When we designed the Santa Cruz New Teacher Project in 1988, we brought together experienced teachers, union leaders, principals, curriculum directors, personnel administrators, beginning teachers, teacher educators, and district level administrators, and we asked them to describe the features of an ideal program. We wanted new teachers to learn and grow on the job — in their classrooms, with reference to their students, and from their outstanding veteran colleagues. We also wanted to develop opportunities for experienced teachers to take on new roles and responsibilities without adding to the already complex nature of classroom teaching. We decided, unanimously, that an ideal program would release exemplary teachers full-time, so they could each serve as many as fourteen beginning teachers. These mentors would meet weekly with each new teacher for two years, thus providing support throughout the most vulnerable period of a novice’s career. This has been our model for the past twelve years.

Our efforts to provide the very best model of support for beginning teachers are based on the conviction that student achievement is related to the quality of the teacher. Furthermore, we believe that teachers should learn and grow as they teach, both from their interactions with their students and from veteran teachers. These core values are consistent with PAR, which, properly implemented, implies that teachers are at the center of successful education, that high standards should be maintained, that teachers should experience life-long learning, and that they should enter into supportive and collaborative relationships with their peers.

California’s AB1X clearly takes us all down a new path, one that presents both opportunities and challenges. In keeping with the BTSA program standards, we have always kept summative evaluation separate from the mentoring process. As a result, we have tremendous expertise in assisting new teachers, using formative assessment, and training veteran teachers for their new roles as mentors. However, supporting veteran teachers and combining assistance with review presents us with a new and interesting challenge.

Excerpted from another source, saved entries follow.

PR #322, opened 2022-12-01
Update to Hedera.toml

bmgentile:
Updating hedera.toml to reference new projects in the Hedera ecosystem + contributor repos.


bmgentile:
Additionally, when does the official 2022 report become available / when do I need to have all updates completed for them to be included?

PR #305, opened 2022-11-17
Adding Cosmos/Umee

robert-zaremba:
Redoing the following PR, which was not merged (apparently some error was there)

PR #330, opened 2022-12-09
Updating Umee and adding Ojo

robert-zaremba:
Follow up to #305

#305 was not merged, instead Umee was manually added to the ecosystem list. However this action:
+ doesn't include Peggo

This PR:
+ adds Ojo repository
+adds Peggo
+ explicitly adds Umee chain repository (otherwise, I don't see how Umee will be picked up just based on the ecosystem name). Umee is an app chain, not a fork of Cosmos SDK.

Note, we also maintain our own forks of Cosmos SDK and Gravity Bridge, so not sure if these should be included as well.


jubos:
Sorry if it's not clear, but everything in the Umee subecosystem will implicitly be pulled up into the parent, which is Cosmos.  That way we don't need to duplicate the repos in umee also in the cosmos.toml.

As for ojo-network, it should likely be its own ecosystem, which could be a sub ecosystem of Umee if it is primarily built for Umee.  If it is more of a general purpose app-chain for Cosmos, I would make Ojo a sub ecosystem of Cosmos instead.

robert-zaremba:
Oh, I see. This is by importing `data/ecosystems/u/umee.toml` into Cosmos? So I guess we are good for the umee org, and we don't need to update anything?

While new teachers are usually eager to receive support and advice, veterans are more likely to react negatively to the offer of peer assistance and to feel they are being singled out unfairly. Furthermore, it remains to be seen whether the addition of formative assessment adversely affects the mentoring process.

Many important questions that go to the very heart of what PAR can be remain to be answered. While we believe that our approach to mentoring has been highly successful, we are also open to the exciting possibilities of PAR as a successful model for supporting veteran teachers. At the New Teacher Center, we are committed to an extensive research and development program on a variety of aspects of teacher induction and support. We welcome the opportunities that the advent of PAR will give us to address the critical questions of combining the effects of support and evaluation.

The articles in this reader draw on the invaluable experience of existing peer assistance and review programs. These programs differ from the AB1X legislation, because they include and in some cases, focus on, beginning teachers, whereas California’s PAR centers on veteran teachers. However, each of the articles identifies important processes and issues stakeholders will face as they negotiate and implement California’s PAR. We hope this collection will assist you in designing a quality program that will become a valuable resource for all teachers in your district.